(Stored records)
_ _ _
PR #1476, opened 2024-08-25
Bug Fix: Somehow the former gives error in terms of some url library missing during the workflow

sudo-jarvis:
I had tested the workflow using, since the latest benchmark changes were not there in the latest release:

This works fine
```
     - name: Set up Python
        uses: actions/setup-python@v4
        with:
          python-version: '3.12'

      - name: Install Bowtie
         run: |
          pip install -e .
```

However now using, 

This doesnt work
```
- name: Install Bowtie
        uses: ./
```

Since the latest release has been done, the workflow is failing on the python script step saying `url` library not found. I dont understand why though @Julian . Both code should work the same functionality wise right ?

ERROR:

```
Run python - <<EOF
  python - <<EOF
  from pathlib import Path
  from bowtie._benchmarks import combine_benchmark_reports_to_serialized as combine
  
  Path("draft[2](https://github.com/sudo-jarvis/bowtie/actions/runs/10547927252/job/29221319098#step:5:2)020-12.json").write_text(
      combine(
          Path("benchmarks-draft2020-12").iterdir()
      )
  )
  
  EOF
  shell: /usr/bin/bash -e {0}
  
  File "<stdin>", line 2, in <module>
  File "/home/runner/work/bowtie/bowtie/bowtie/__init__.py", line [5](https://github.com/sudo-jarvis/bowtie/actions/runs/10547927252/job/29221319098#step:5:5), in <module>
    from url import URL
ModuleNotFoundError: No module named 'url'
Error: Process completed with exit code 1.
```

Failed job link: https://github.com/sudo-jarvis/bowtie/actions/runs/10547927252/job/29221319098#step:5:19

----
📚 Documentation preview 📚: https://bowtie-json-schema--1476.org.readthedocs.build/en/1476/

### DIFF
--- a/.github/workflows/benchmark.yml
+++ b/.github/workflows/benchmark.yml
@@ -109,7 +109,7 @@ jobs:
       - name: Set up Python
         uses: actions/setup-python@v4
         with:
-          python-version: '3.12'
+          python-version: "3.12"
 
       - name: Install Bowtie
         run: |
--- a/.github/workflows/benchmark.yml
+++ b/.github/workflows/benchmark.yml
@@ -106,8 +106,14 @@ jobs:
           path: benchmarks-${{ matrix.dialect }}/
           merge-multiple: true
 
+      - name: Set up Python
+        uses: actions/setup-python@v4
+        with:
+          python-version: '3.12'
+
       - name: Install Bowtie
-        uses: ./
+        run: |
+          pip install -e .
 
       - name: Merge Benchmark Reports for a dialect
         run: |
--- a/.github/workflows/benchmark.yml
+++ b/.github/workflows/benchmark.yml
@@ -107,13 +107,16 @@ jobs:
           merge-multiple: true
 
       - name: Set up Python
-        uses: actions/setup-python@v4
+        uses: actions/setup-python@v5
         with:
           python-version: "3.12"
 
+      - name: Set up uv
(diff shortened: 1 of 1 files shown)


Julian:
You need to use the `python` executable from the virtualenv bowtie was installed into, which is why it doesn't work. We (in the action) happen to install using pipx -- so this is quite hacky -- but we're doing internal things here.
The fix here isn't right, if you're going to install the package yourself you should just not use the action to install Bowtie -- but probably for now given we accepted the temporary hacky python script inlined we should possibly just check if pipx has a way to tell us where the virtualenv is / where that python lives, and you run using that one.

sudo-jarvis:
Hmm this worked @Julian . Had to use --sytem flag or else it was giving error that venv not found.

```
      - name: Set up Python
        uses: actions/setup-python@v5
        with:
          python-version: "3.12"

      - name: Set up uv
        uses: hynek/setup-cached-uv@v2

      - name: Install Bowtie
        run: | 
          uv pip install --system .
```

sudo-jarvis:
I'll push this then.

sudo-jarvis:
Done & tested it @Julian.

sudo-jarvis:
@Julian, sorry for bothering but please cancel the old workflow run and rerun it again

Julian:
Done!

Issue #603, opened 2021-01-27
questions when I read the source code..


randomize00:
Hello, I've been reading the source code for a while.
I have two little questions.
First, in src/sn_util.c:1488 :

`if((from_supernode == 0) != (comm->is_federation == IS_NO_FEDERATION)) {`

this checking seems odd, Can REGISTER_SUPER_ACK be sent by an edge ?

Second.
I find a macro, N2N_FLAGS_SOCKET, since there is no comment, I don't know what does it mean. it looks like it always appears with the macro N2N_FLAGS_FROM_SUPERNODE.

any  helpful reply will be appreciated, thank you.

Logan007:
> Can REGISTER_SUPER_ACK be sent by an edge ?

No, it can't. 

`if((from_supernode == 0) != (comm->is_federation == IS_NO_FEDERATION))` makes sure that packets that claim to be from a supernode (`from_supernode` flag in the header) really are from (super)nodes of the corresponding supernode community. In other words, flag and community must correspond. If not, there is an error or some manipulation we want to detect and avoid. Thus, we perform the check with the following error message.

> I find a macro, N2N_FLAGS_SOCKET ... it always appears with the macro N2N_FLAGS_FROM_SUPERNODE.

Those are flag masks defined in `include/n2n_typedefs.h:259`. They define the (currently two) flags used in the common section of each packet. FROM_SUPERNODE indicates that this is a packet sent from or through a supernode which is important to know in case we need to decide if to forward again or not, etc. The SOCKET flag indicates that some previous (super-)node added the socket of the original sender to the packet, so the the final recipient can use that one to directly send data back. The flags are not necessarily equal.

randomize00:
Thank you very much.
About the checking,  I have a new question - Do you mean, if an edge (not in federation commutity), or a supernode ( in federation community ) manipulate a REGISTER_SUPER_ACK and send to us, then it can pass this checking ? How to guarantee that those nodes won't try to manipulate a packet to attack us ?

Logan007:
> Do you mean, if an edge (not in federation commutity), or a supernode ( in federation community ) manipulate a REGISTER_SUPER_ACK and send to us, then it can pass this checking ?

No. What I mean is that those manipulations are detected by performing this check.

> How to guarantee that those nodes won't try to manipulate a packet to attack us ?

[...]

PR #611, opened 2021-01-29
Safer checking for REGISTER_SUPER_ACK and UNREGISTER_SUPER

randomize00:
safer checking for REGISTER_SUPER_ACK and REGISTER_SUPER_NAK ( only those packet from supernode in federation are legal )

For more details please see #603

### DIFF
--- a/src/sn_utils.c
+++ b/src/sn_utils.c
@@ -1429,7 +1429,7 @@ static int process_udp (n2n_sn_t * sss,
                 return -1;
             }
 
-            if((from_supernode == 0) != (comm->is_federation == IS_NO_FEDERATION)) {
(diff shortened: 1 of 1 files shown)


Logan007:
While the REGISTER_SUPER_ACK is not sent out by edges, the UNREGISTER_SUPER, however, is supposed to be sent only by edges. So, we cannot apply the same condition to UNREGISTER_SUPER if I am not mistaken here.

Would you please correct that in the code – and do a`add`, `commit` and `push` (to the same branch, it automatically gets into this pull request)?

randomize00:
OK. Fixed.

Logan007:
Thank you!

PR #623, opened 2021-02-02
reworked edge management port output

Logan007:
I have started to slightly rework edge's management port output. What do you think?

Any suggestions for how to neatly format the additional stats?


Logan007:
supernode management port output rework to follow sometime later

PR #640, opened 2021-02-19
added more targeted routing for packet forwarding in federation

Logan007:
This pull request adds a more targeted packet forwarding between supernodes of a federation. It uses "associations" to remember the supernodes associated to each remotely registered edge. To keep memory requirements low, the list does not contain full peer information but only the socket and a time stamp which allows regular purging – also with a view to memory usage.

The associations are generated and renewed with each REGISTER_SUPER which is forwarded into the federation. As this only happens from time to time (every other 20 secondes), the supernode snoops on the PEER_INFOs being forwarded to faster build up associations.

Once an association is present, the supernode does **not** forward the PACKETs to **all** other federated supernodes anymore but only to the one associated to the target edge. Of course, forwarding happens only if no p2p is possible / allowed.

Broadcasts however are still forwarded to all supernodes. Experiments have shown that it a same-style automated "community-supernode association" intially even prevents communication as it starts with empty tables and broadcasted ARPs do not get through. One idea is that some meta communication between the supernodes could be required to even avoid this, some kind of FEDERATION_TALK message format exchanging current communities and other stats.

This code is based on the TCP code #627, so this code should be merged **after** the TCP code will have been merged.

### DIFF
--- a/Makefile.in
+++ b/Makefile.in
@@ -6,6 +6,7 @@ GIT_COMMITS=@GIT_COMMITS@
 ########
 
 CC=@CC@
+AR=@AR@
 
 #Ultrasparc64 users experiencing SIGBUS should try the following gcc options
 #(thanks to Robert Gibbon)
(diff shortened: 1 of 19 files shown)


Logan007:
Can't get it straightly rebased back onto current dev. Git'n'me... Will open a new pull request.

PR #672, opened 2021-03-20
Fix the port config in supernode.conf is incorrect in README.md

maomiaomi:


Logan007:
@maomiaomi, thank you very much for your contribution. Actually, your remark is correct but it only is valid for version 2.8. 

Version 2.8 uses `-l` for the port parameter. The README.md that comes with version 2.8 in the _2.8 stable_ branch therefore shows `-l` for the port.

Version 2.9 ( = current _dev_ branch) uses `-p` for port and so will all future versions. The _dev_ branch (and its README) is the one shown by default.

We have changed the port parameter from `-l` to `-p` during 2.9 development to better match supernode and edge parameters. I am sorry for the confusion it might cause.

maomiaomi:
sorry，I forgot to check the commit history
_ _ _
→ Work instruction
You are asked to reproduce word for word the line containing "-6,6 +6,7 @@ GIT_COMMITS=@GIT_COMMITS@" and every subsequent line through the end of the entries.

→ Written response
@@ -6,6 +6,7 @@ GIT_COMMITS=@GIT_COMMITS@
 ########
 
 CC=@CC@
+AR=@AR@
 
 #Ultrasparc64 users experiencing SIGBUS should try the following gcc options
 #(thanks to Robert Gibbon)
(diff shortened: 1 of 19 files shown)


Logan007:
Can't get it straightly rebased back onto current dev. Git'n'me... Will open a new pull request.

PR #672, opened 2021-03-20
Fix the port config in supernode.conf is incorrect in README.md

maomiaomi:


Logan007:
@maomiaomi, thank you very much for your contribution. Actually, your remark is correct but it only is valid for version 2.8. 

Version 2.8 uses `-l` for the port parameter. The README.md that comes with version 2.8 in the _2.8 stable_ branch therefore shows `-l` for the port.

Version 2.9 ( = current _dev_ branch) uses `-p` for port and so will all future versions. The _dev_ branch (and its README) is the one shown by default.

We have changed the port parameter from `-l` to `-p` during 2.9 development to better match supernode and edge parameters. I am sorry for the confusion it might cause.

maomiaomi:
sorry，I forgot to check the commit history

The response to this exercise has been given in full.